The central aim is to represent the historical source using only characters from the ASCII table.

The characters of the historical source not available in the ASCII table are described with the help of the TEI Character Declaration. In the XML of the sources they are modeled with the <g> element.

General Rules

Macro structure

Macrostructuring elements:

  • Page break is modeled with the <pb> element and the attributes @xml:id, @n (page count).
  • Line break is modeled with the <lb> element and the attribute @n (line count).
  • Column break is modeled with the element <cb> and the attribute @n (alphabetical column count).

Micro structure

Microstructuring text elements are modeled:

  • Semantic text units (e.g. recipes) with the <seg> element.
  • Headings with the element <hi>, the attribute @style and the attribute value 'heading'. Non linear headings are transcribed diplomatically but modeled for transformation into a linear reading text with the elements <seg> and an @xml:id attribute.
    The position for linear reading is indicated with the element <anchor> and the attributes @type (value: 'heading') and @corresp referring to the respective @xml:id values (e.g. Bs1, fol. 23r).
  • Initials with the <hi> element, the attribute @style and the value 'initial'.
  • Rubrication with the element <hi>, the attribute @rend and the value 'textColour:RED;'.
  • Vertical rubricated strokes with the symbol | ('Pipe', U+007C) and the element <hi>, the attribute @rend and the value 'textColour:RED;'.
  • Underline with the element <hi>, the attribute @style and the value 'underlined;'.
  • Marginal entries or any other kind of insertion between text lines that are part of the running text are inserted in the text where they belong semantically. They are annotated according to their character (e.g. as addition, cf. below) and commented with the element <note>.
  • Catchwords are indicated with the help of the <note> element and described verbally.

Abbreviations

Abbreviations are modeled in the shortest possible way using the respective elements available: <abbr>, <ex>, <am>

<abbr> It<ex>e</ex>
<am><g ref="#bar_e"/>m</abbr>

Text revisions

Text revisions are modeled according to TEI P5 Guidelines using the standard elements.

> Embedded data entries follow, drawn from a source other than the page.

PR #1330, opened 2019-03-26
fixed sst-bp bug for local arrays

JasonRuonanWang:


JasonRuonanWang:
@eisenhauer This seems to work with the local arrays in adios2-scratch. Can we add a test for that?

eisenhauer:
Yes, I have a mostly-finished local data test for SST.  Once this gets merged I'll finish that up.  (Ideally, the tests that are used for files should be reusable (and actually be reused) for staging engines, but we're not there yet.)

JasonRuonanWang:
Yeah, I was surprised too. This is the fun part when you try to glue two pieces of code which you are missing a lot of details in either of them. You have to go through a whole lot of hard thinking until you know it's just a single line fix :)

PR #1332, opened 2019-03-27
Added busy command for adios_iotest

philip-davis:
Busy continuously checks the high resolution clock until enough time has elapsed. I think this might be nice to emulate potential CPU interference from the user app on a node.


pnorbert:
Can you add a busy version to the pipe2 example so that the usage of the new command is "documented :-) "?

PR #1338, opened 2019-03-30
Use sane default rpath settings

chuckatkins:


chuckatkins:
@dpugmire @pnorbert @williamfgc this should let you not have to set `LD_LIBRARY_PATH` after installation

PR #1346, opened 2019-04-02
Allow streaming blocking in read mode Python High Level API

williamfgc:


williamfgc:
@pnorbert @JasonRuonanWang killing this PR, the solution is handle inside the engine. Thanks.

PR #1350, opened 2019-04-02
Remove semicolon from macro define

gsjaardema:
The iterator class is defined via the macro `ADIOS2_CLASS_iterator`.  The define ends with a semicolon.  When the symbol is used in source code,  the developer will add a semicolon after the symbol as is done for most code.  This will result in a warning from some compilers about a double semicolon on that line (one from macro, one from line of code)


williamfgc:
@gsjaardema this is great, thanks!

PR #1352, opened 2019-04-03
Print __ for dimensions for global arrays with changing shape

pnorbert:


source/utils/bpls/bpls.cpp
```diff
@@ -758,10 +758,12 @@ int printVariableInfo(core::Engine *fp, core::IO *io,
 
         if (variable->m_ShapeID == ShapeID::GlobalArray)
         {
-            fprintf(outf, "{%zu", variable->m_Shape[0]);
+            Dims d = get_global_array_signature(fp, io, variable);
+            fprintf(outf, "{%s", d[0] > 0 ? std::to_string(d[0]).data() : "__");
```
germasch: Minor comment: Whereas this will likely work just fine with most implementations of std::string, the official way is to use `.c_str()` instead of `.data()`.

chuckatkins: I'll second that. Although i'd also say this should use `fstream` but that's a bigger overhaul.  If you're going to stick with the C I/O stuff for now then `c_str()` is the right way to get `std::string` to C output functions.

germasch: By the way, just in case anyone is interested, the reason for the change that @pnorbert now made is that while `.data()` will typically return the same pointer as `.c_str()`, the return from the former is not guaranteed to be zero-terminated.

PR #3416, opened 2022-12-21
    SST: Add UCX SST Dataplane

sameehj:
SST: Add UCX SST Dataplane

    This commit implements a UCX SST dataplane.

    The UCX dataplane was added without support for PRELOAD functionality as discussed previously.
    Currently this commit disables PRELOAD functionality by commenting out the portion of the code. We need to decide how we want to ensure that PRELOAD
    is disabled when using the UCX dataplane.

    Another open topic is the priority of the UCX dataplane (compared to other DPs), if others are available. Currently we are hardcoding the priority to a value of 10.

    The dataplane was tested with UCX v1.11 and openmpi v4.1.4 (compiled with UCX support) with the following cases:
      1. SST ctests.
          99% tests passed, 1 tests failed out of 168
              The following tests FAILED:
              1056 - Engine.Staging.TestOnDemandMPI.ADIOS2OnDemandMPI.Sst.MPI (Timeout)
      2. Gray Scott from ADIOS2-EXAMPLES

    Signed-off-by: Sameeh Jubran <sameeh.j@gmail.com>
    Signed-off-by: Michael Laufer <mlaufer103@gmail.com>
    Signed-off-by: Erick Fredj <efredj@toganetworks.com>
    Signed-off-by: Mark Wasserman <mark.wasserman@toganetworks.com>

### DIFF
--- a/cmake/FindUCX.cmake
+++ b/cmake/FindUCX.cmake
@@ -1,0 +1,81 @@
+#------------------------------------------------------------------------------#
+# Distributed under the OSI-approved Apache License, Version 2.0.  See
+# accompanying file Copyright.txt for details.
+#------------------------------------------------------------------------------#
+#
+# FindUCX
+# -----------
+#
+# Try to find the UCX library
+#
+# This module defines the following variables:
+#
+#  UCX_FOUND - System has UCX
+#  UCX_INCLUDE_DIRS - The UCX include directories
+#  UCX_LIBRARIES - The libraries needed to use UCX
+#
+# and the following imported targets:
+#   ucx::ucx - The UCX library target
+#
+# You can also set the following variable to help guide the search:
+#   UCX_ROOT - The install prefix for UCX containing the
+#              include and lib folders
+#              Note: this can be set as a CMake variable or an
+#                    environment variable.  If specified as a CMake
+#                    variable, it will override any setting specified
+#                    as an environment variable.
+
+# This is a bit of a wierd pattern but it allows to bypass pkg-config and
+# manually specify library information
+if(NOT (PC_UCX_FOUND STREQUAL "IGNORE"))
+  find_package(PkgConfig)
+  if(PKG_CONFIG_FOUND)
+    set(_UCX_CMAKE_PREFIX_PATH ${CMAKE_PREFIX_PATH})
+    if(UCX_ROOT)
+      list(INSERT CMAKE_PREFIX_PATH 0 "${UCX_ROOT}")
+    elseif(NOT ENV{UCX_ROOT} STREQUAL "")
+      list(INSERT CMAKE_PREFIX_PATH 0 "$ENV{UCX_ROOT}")
+    endif()
+    set(PKG_CONFIG_USE_UCX_CMAKE_PREFIX_PATH ON)
+
+    pkg_check_modules(PC_UCX ucx)
+
+    set(CMAKE_PREFIX_PATH ${_UCX_CMAKE_PREFIX_PATH})
+    unset(_UCX_CMAKE_PREFIX_PATH)
+
+    if(PC_UCX_FOUND)
+      if(BUILD_SHARED_LIBS)
+        set(_PC_TYPE)
+      else()
+        set(_PC_TYPE _STATIC)
+      endif()
+      set(UCX_INCLUDE_DIRS ${PC_UCX${_PC_TYPE}_INCLUDE_DIRS})
+      set(UCX_LIBRARIES ${PC_UCX${_PC_TYPE}_LINK_LIBRARIES})
+      set(UCX_LIBRARY_DIRS ${PC_UCX${_PC_TYPE}_LIBRARY_DIRS})
+    endif()
+  endif()
+endif()
+
+include(FindPackageHandleStandardArgs)
+# handle the QUIETLY and REQUIRED arguments and set LIBXML2_FOUND to TRUE
+# if all listed variables are TRUE
+find_package_handle_standard_args(UCX DEFAULT_MSG UCX_LIBRARIES)
+
+if(UCX_FOUND)
+  message("Found UCX: ")
+  if(NOT TARGET ucx::ucx)
+    add_library(ucx::ucx INTERFACE IMPORTED)
+    if(UCX_INCLUDE_DIRS)
+      set_target_properties(ucx::ucx PROPERTIES
+        INTERFACE_INCLUDE_DIRECTORIES "${UCX_INCLUDE_DIRS}"
+      )
+      message("'${UCX_INCLUDE_DIRS}'")
+    endif()
+    if(UCX_LIBRARIES)
+      set_target_properties(ucx::ucx PROPERTIES
+        INTERFACE_LINK_LIBRARIES      "${UCX_LIBRARIES}"
+        INTERFACE_LINK_DIRECTORIES      "${UCX_LIBRARY_DIRS}"
+      )
+    endif()
+  endif()
+endif()
--- a/source/adios2/toolkit/sst/CMakeLists.txt
+++ b/source/adios2/toolkit/sst/CMakeLists.txt
@@ -28,6 +28,12 @@ if(ADIOS2_SST_HAVE_LIBFABRIC)
   endif()
 endif()
 
+if(ADIOS2_SST_HAVE_UCX)
+  target_sources(sst PRIVATE dp/ucx_dp.c)
+  target_link_libraries(sst
+                  PRIVATE ucx::ucx)
+endif()
+
 if(ADIOS2_HAVE_DAOS)
   target_sources(sst PRIVATE dp/daos_dp.c)
   target_link_libraries(sst PRIVATE DAOS::DAOS)
@@ -56,6 +62,7 @@ set_target_properties(sst PROPERTIES
 #------------------------------------------------------------------------------#
 set(SST_CONFIG_OPTS
   LIBFABRIC
+  UCX
   FI_GNI
   CRAY_DRC
   NVStream
--- a/CMakeLists.txt
+++ b/CMakeLists.txt
@@ -397,7 +397,7 @@ foreach(opt IN LISTS ADIOS2_CONFIG_OPTS)
   endif()
 endforeach()
 
-if (ADIOS2_HAVE_SST AND ADIOS2_SST_HAVE_LIBFABRIC) 
+if (ADIOS2_HAVE_SST AND (ADIOS2_SST_HAVE_LIBFABRIC OR ADIOS2_SST_HAVE_UCX))
 message("    RDMA Transport for Staging: Available")
 else()
 message("    RDMA Transport for Staging: Unconfigured")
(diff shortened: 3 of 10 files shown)


eisenhauer:
Thanks for the PR Sameeh!  Lets see if we can get this through CI, then we can look at the details.  In order to get past the format step, we have to use clang-format --style=file on all the C++ files that are changed.  Different versions of clang-format behave slightly differently, so you might have to use what our CI does (version 9) to get it through.

source/adios2/toolkit/sst/cp/cp_writer.c
```diff
@@ -872,11 +872,19 @@ WS_ReaderInfo WriterParticipateInReaderOpen(SstStream Stream)
     CP_WSR_Stream->ReaderStatus = Opening;
     if (ReturnData->SpecPreload == SpecPreloadOn)
     {
-
-        CP_WSR_Stream->PreloadMode = SstPreloadSpeculative;
-        CP_WSR_Stream->PreloadModeActiveTimestep = 0;
-        CP_verbose(Stream, PerStepVerbose,
-                   "Setting SpeculativePreload ON for new reader\n");
+        if (strcmp(Stream->DP_Interface->DPName, "ucx") != 0)
```
eisenhauer, line 875: I think you can kill this change.  The RDMA dataplane also does not support speculative preload (only learned preload), but doesn't get handled specially.  This is reasonably in line with established ADIOS practice where unsupported engine parameters simply have no effect.  (This can be a pain, because it also means that misspelled engine parameters are silently ignored, but correcting that is another subject...)

sameehj: Thanks for your detailed explanation, dropped now.

sameehj:
> Thanks for the PR Sameeh! Lets see if we can get this through CI, then we can look at the details. In order to get past the format step, we have to use clang-format --style=file on all the C++ files that are changed. Different versions of clang-format behave slightly differently, so you might have to use what our CI does (version 7.1) to get it through.

Thank you Greg for your helpful insights. I have ran clang-format-7 for c files and updated the pull request.
Let's see how do we do now.

anagainaru:
By just looking at the code, this looks good Sameeh. Is there any system where I can test this?

eisenhauer:
Would you please rebase this PR on current master?

vicentebolea:
Many thanks @sameehj, will this work with MPICH+UCX?

eisenhauer:
> Many thanks @sameehj, will this work with MPICH+UCX?

I think we have to address two things: 

1. In what circumstances does this work (openMPI with UCX obviously, other MPIs?  With/without UCX built-in?)
2. Can we detect in CMake whether or not this will work with the MPI that's being built with and disable the transport if not?  (Also, SST builds and works when ADIOS is not built with MPI because we can have a single non-MPI process that uses SST to communicate with other MPI or non-MPI processes.  So, whether build the RDMA data plane depends upon whether or not we find libfabric, not anything about MPI.)

vicentebolea:
> In what circumstances does this work (openMPI with UCX obviously, other MPIs? With/without UCX built-in?)

Note that it will be desirable for this to work MPICH+UCX since this the standard and default build shipped in distros such as SLES. (Part of this conversation: https://github.com/ornladios/ADIOS2/issues/3377 )

> Can we detect in CMake whether or not this will work with the MPI that's being built with and disable the transport if not? 

Yes, I think that will have to come up with a more comprehensive approach to select a good default SST Dataplane, we can definitely use CMake for this as in #3407.

cmake/FindUCX.cmake
```diff
@@ -0,0 +1,79 @@
...
+    add_library(ucx::ucx INTERFACE IMPORTED)
+    if(UCX_INCLUDE_DIRS)
+      set_target_properties(ucx::ucx PROPERTIES
+        INTERFACE_INCLUDE_DIRECTORIES "${UCX_INCLUDE_DIRS}"
+      )
+      message("'${UCX_INCLUDE_DIRS}'")
+    endif()
+    if(UCX_LIBRARIES)
+      set_target_properties(ucx::ucx PROPERTIES
+        INTERFACE_LINK_LIBRARIES      "${UCX_LIBRARIES}"
```
vicentebolea, line 75: Can you also set the INTERFACE_INCLUDE_DIRECTORY, this is needed for builds done with Spack.

An example of this is here: https://github.com/GTkorvo/dill/pull/30/files

source/adios2/toolkit/sst/CMakeLists.txt
```diff
@@ -28,6 +28,13 @@ if(ADIOS2_SST_HAVE_LIBFABRIC)
   endif()
 endif()
 
+if(ADIOS2_SST_HAVE_UCX)
+  target_sources(sst PRIVATE dp/ucx_dp.c)
+  target_link_libraries(sst
+                  PRIVATE ucx::ucx)
+  set(CMAKE_REQUIRED_INCLUDES ${UCX_INCLUDE_DIRS})
```
vicentebolea, line 35: This should be instead handled by the target when using target_link_libraries

vicentebolea (dismissed):
Many thanks, some CMake changes requested

MichaelLaufer:
Hi all,
Regarding MPI, the UCX dataplane is independent of MPI so it should not be affected. Thus is should work with MPICH+UCX without issue, although we have not tested it ourselves.
Regarding UCX limitations, we will assess our usage of the UCX APIs to see if any minimum version is required and report back.
We would be happy to receive any additional feedback, in particular reports of any successful tests/deployments of this UCX DP would be useful indeed.

vicentebolea:
>  Regarding MPI, the UCX dataplane is independent of MPI so it should not be affected. Thus is should work with MPICH+UCX without issue, although we have not tested it ourselves.

It appears that MPICH with UCX devel installations does not install ucx headers/libs along it. Do you think whether there is a way to find UCX symbols in an MPICH+UCX installation? This will be just great since many modern MPICH packages in mainstream distros are built with UCX.

sameehj:
> By just looking at the code, this looks good Sameeh. Is there any system where I can test this?
@anagainaru 
Any system (LAPTOP / PC / CLUSTER) can be used to test this. All you need a Linux based system with ucx installed and ADIOS2 compiled with ucx (-DUCX_ROOT=path/to/ucx/).

Note that you can even run this using Shared Memory (xpmem / shmem) on a single node / CPU.

cmake/FindUCX.cmake
sameehj: Done

source/adios2/toolkit/sst/CMakeLists.txt
sameehj: Dropped "set(CMAKE_REQUIRED_INCLUDES ${UCX_INCLUDE_DIRS})".

sameehj:
> Many thanks @sameehj, will this work with MPICH+UCX?

@vicentebolea Yes, works with mpich. I was just done with testing it.

sameehj:
> > Many thanks @sameehj, will this work with MPICH+UCX?
> 
> I think we have to address two things:
> 
> 1. In what circumstances does this work (openMPI with UCX obviously, other MPIs?  With/without UCX built-in?)

I can confirm that it works with mpich / openmpi. I suppose that other MPI implementations should work because only ucx code was used in the SST dataplane and there is no dependency for MPI.

it doesn't matter if it has UCX built in or not as long as the ucx used to build with ADIOS2 is the same ucx that was compiled with the mpi.

I tried to use different mpich + ucx_version_a while building ADIOS2 with ucx_version_b. unfortunately that doesn't work and fails during the dynamic linking process.

In theory we should be able to make it work, but I'm not sure on the best practices when it comes to fixing it and does it bring any value in supporting this in the first place?

> 2. Can we detect in CMake whether or not this will work with the MPI that's being built with and disable the transport if not?  (Also, SST builds and works when ADIOS is not built with MPI because we can have a single non-MPI process that uses SST to communicate with other MPI or non-MPI processes.  So, whether build the RDMA data plane depends upon whether or not we find libfabric, not anything about MPI.)

Do you think this change should be in this commit?

sameehj:
> Would you please rebase this PR on current master?

rebased.

sameehj:
> > Regarding MPI, the UCX dataplane is independent of MPI so it should not be affected. Thus is should work with MPICH+UCX without issue, although we have not tested it ourselves.
> 
> It appears that MPICH with UCX devel installations does not install ucx headers/libs along it. Do you think whether there is a way to find UCX symbols in an MPICH+UCX installation? This will be just great since many modern MPICH packages in mainstream distros are built with UCX.

MPICH apparently includes ucx as a submodule.  The most convenient but also the most time consuming ship is to ship MPICH with the ucx symbols. This will probably require changes in the distros package managers as well.

either way, I think that using setting the environment variable UCX_LOG_LEVEL=data should help even without the symbols. I didn't install any debug UCX and still got the prints.

What do you think?

eisenhauer:
Unfortunately we seem to have lost the clang-format, so it's not passing CI.

sameehj:
> Unfortunately we seem to have lost the clang-format, so it's not passing CI.

Sorry my bad, fixed now.

anagainaru:
@eisenhauer Vincente is on vacation until mid January. If this cannot wait you would need to dismiss his review and tell him his changes were addressed.

eisenhauer:
> @eisenhauer Vincente is on vacation until mid January. If this cannot wait you would need to dismiss his review and tell him his changes were addressed.

I saw his note about only working a few days, but hadn't dug into how to merge without his review yet.  I'm not really working myself this week, but I'll poke at this when I get a chance.

caitlinross:
He may be able to review it next week. I just looked at his calendar and he has some days throughout January that aren't marked as out of office. He has a few days next week that I'm assuming he'll be working some based on this.

eisenhauer:
Just a status update.  I consider this ready to merge with two obstacles.  The first is Vicente's review, which I'm willing to either wait for or finagle around (as I think his issues have been addressed).  The second is that the branch is shown as out-of-date with the base branch.  I think that means it needs to be rebased on upstream/master again (as there have been subsequent merges since last time).  I tried to do a rebase and push to the PR branch, but was unable to.  Maybe that's because I did something wrong, or maybe the PR doesn't have "Allow edits from maintainers" enabled.  But there's no point in finagling to fix 1 if 2 is still blocking.  @sameehj, want to try a rebase again?

sameehj:
> Just a status update. I consider this ready to merge with two obstacles. The first is Vicente's review, which I'm willing to either wait for or finagle around (as I think his issues have been addressed). The second is that the branch is shown as out-of-date with the base branch. I think that means it needs to be rebased on upstream/master again (as there have been subsequent merges since last time). I tried to do a rebase and push to the PR branch, but was unable to. Maybe that's because I did something wrong, or maybe the PR doesn't have "Allow edits from maintainers" enabled. But there's no point in finagling to fix 1 if 2 is still blocking. @sameehj, want to try a rebase again?

No problem, rebased.

vicentebolea:
@sameehj @eisenhauer many thanks for worrying about my review, I was on vacations.

The requested changes were correctly addressed :+1:

PR #3421, opened 2022-12-22
Testing for GPU backend for correct/incorrect memory spaces

anagainaru:
Testing functions for the GPU backend (for now hardcoded for CUDA but it will extended when we include other backends).

The test that was here before was checking that ADIOS2 will produce correct results when setting the correct memory space (CUDA or Host). This PR adds two more functions to the testing:
1. When `MemorySpace::Detect` is used ADIOS2 should always be correct, this is checked by the new function `CUDADetectMemSpace`. 
2. When the memory space is not set correctly, ADIOS2 throws an error.

This PR requires a discussion about what should happen when the memory space is set incorrectly. Currently, on the Put side (for a 1D contiguous allocated array):
```c++
var.SetMemorySpace(adios2::MemorySpace::Host);
bpWriter.Put(var, gpuData)
// Segfaults

var.SetMemorySpace(adios2::MemorySpace::CUDA);
bpWriter.Put(var, cpuData)
// executes correctly (because cudamemcpy works fine if the memory is allocated on the Host regardless of the flags used: cudaMemcpyDeviceToHost or cudaMemcpyHostToDevice
```

On the Get side (for a 1D contiguous allocated array):
```c++
var.SetMemorySpace(adios2::MemorySpace::Host);
bpWriter.Get(var, gpuData, adios2::Mode::Sync)
// ADIOS2 throws std::ios_base::failure

var.SetMemorySpace(adios2::MemorySpace::CUDA);
bpWriter.Get(var, cpuData, adios2::Mode::Sync)
// ADIOS2 throws std::ios_base::failure
```
In addition, regardless of Sync or Deferred, `bpReader.EndStep();` and/or `bpReader.Close();` also throw  `std::ios_base::failure` in both Get cases while for Put they do not.

### DIFF
--- a/source/adios2/helper/adiosCUDA.h
+++ b/source/adios2/helper/adiosCUDA.h
@@ -6,8 +6,6 @@
 #ifndef ADIOS2_HELPER_ADIOSCUDA_H_
 #define ADIOS2_HELPER_ADIOSCUDA_H_
 
-#include <cstddef>
-
 namespace adios2
 {
 namespace helper
--- a/testing/adios2/engine/bp/TestBPWriteReadCuda.cpp
+++ b/testing/adios2/engine/bp/TestBPWriteReadCuda.cpp
@@ -18,6 +18,72 @@ std::string engineName; // comes from command line
 const float EPSILON = std::numeric_limits<float>::epsilon();
 const float INCREMENT = 10.0f;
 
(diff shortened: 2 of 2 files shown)


eisenhauer (approved):
Looks good...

Elements used to model revisions: <del>, <add>, <metamark>.

Editorial reconstruction

Changes by the editors are modeled with the element <supplied>, the attribute @reason provides more detailed information:

  • 'missing': text was not written down (e.g. a missing initial).
  • 'overbinding': text is bound into the fold.
  • 'illegible': text is not readable (e.g. blurred ink, bad handwriting, etc.).
  • 'damaged': carrier material is damaged (e.g. hole/puncture, corner missing, water damage, trimmed folio, missing folio).
  • 'list': omitted text of the source (e.g. text connected through lines or brackets as in Gr1, fol. 87r) is supplied.

Character representation

General guidelines

The text of the source is represented as detailed as feasible.

Illegible characters are indicated by the element <unclear>. The element can span a width of more than one character.

During the hyperdiplomatic transcription we build an inventory of special characters used in the manuscripts. All information on the general characters are collected in the character declaration (<charDecl>). Individual characters typical for a certain scribe are detailed in the script description (<scriptDesc>). In the course of the transcription workflow the characters are primarily used to generate a diplomatic text representation for text correction and manual collation with the digital facsimile. The basis for the description of characters is the defacto community standard of the Medieval Unicode Font Initiative (MUFI).

Characters that have no representation in the MUFI are represented through visually similar characters to allow the generation of the diplomatic collation view. In some cases they may even be characters from a script (as described in the MUFI character recommendation) other than the late medieval bastarda of the cooking recipe collections.

We focus on a human readable TEI-XML, therefore high frequent special characters like tailed z, round z, single or two storey a are transcribed against above rules: the less frequent characters are annotated, the more frequent characters represented by the respective character of the ASCII code chart. These deviations are recorded in the <scriptDesc>.

The list of special characters is subdivided into alphabetic characters, diacritics, abbreviation signs, and punctuation. The hierarchic structure of the list is aligned to the model for script description of the DigiPal project:

graphem/letter > character > allograph > idiograph > graph.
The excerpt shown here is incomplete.